Task description: Report each line of the entries below that includes "navigation".

The data:
PR #8042, opened 2018-10-26
[1LP][RFR] added check for advanced tab for region and zones and fixed navigation

lina-nikiforova:
{{ pytest: -v cfme/tests/configure/test_paginator.py::test_paginator }}

1. Added check for the Advanced tab on Region and Zone level (https://bugzilla.redhat.com/show_bug.cgi?id=1082155)
2. Fixed some navigation issues

### DIFF
--- a/cfme/base/ui.py
+++ b/cfme/base/ui.py
@@ -8,7 +8,7 @@ from selenium.webdriver.common.keys import Keys
 from widgetastic.utils import Version, VersionPick
 from widgetastic.widget import View, Table, Text, Image, FileInput
 from widgetastic_manageiq import (ManageIQTree, Checkbox, AttributeValueForm, TimelinesView,
-                                  ParametrizedSummaryTable, SummaryFormItem, WaitTab)
+                                  SummaryFormItem, WaitTab)
 from widgetastic_patternfly import (Accordion, Input, Button, Dropdown, DatePicker,
                                     FlashMessages, BootstrapSelect, CheckableBootstrapTreeview)
 
@@ -620,12 +620,11 @@ class ServerDatabaseView(ConfigurationView):
         return (
             self.in_configuration and
             self.summary.is_displayed and
-            self.title.text == 'VMDB Summary'
+            self.accordions.database.is_opened
         )
 
 
 class DatabaseSummaryView(ServerDatabaseView):
-    summary = ParametrizedSummaryTable()
 
     @property
     def is_displayed(self):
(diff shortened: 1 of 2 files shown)


cfme/base/ui.py
```diff
@@ -1077,6 +1079,20 @@ def step(self):
         self.prerequisite_view.help_menu.select()
 
 
+@navigator.register(Region)
```
digitronik: Optional:
But, I like to go with registration name like L1357 you added. rather than taking `class` name.

cfme/base/ui.py
```diff
@@ -1077,6 +1079,20 @@ def step(self):
...
+class Advanced(CFMENavigateStep):
+    VIEW = RegionView
+    prerequisite = NavigateToSibling('Details')
+
+    def am_i_here(self):
+        return (
+            self.view.is_displayed and self.view.advanced.is_displayed and
```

Response for this exercise:
[1LP][RFR] added check for advanced tab for region and zones and fixed navigation
2. Fixed some navigation issues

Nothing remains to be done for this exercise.